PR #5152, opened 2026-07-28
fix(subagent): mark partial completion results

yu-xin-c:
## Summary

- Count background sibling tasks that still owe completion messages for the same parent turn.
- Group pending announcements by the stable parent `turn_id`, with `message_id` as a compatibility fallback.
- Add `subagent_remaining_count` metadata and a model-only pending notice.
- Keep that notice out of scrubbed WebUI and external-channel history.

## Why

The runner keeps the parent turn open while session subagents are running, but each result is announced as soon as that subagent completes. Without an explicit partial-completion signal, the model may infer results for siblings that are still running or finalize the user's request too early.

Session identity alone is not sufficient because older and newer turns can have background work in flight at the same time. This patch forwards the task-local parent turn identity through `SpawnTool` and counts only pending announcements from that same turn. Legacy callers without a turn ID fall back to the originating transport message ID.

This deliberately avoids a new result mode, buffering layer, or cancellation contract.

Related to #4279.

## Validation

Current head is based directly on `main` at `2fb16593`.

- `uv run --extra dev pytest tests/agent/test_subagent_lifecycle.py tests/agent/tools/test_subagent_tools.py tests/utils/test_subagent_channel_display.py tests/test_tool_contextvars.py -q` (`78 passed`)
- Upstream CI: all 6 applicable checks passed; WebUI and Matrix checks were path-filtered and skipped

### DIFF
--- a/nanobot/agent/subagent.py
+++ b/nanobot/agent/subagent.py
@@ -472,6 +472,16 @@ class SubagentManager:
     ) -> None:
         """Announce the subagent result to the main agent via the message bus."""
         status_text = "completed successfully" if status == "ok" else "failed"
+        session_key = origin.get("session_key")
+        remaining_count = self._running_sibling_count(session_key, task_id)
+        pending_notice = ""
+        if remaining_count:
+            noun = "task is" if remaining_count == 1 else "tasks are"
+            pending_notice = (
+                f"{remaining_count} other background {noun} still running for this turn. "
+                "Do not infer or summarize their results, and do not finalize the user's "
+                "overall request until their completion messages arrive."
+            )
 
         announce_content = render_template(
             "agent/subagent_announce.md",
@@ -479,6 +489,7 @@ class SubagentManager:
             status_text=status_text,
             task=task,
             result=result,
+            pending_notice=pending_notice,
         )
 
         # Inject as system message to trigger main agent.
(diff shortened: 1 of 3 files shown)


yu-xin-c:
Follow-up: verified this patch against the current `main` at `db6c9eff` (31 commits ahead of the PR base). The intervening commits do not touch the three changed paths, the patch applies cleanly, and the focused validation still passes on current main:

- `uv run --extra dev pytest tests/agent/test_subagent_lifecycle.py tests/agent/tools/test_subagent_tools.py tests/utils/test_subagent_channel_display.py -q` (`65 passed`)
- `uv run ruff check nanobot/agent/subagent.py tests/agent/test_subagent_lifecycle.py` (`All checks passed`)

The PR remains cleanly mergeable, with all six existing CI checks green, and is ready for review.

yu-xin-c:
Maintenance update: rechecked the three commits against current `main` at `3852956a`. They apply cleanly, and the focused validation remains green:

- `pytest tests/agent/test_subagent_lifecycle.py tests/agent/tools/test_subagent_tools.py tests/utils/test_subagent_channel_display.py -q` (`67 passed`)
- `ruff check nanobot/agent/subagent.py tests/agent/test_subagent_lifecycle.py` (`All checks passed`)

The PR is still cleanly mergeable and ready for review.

* * * * * * *

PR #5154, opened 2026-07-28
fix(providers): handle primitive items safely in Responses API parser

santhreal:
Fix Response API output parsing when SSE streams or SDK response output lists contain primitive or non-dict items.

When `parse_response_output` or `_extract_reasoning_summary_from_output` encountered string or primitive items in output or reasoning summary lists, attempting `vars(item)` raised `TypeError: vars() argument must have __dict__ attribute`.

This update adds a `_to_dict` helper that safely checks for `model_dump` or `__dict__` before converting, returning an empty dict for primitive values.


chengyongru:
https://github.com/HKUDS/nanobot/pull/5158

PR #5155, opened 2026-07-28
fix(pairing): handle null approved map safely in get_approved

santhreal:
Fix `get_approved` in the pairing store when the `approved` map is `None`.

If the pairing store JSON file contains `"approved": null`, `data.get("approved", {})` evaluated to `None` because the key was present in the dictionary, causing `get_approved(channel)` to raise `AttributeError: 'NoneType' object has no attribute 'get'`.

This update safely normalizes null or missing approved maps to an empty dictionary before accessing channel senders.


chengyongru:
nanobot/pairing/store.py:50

* * * * * * *

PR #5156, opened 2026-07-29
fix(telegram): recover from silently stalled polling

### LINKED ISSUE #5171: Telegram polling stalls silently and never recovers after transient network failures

* * * * * * *

■ **To do**:
The answer should consist of all lines from the records above that hold the word "against".

■ **Solution for this exercise**:
Follow-up: verified this patch against the current `main` at `db6c9eff` (31 commits ahead of the PR base). The intervening commits do not touch the three changed paths, the patch applies cleanly, and the focused validation still passes on current main:
Maintenance update: rechecked the three commits against current `main` at `3852956a`. They apply cleanly, and the focused validation remains green:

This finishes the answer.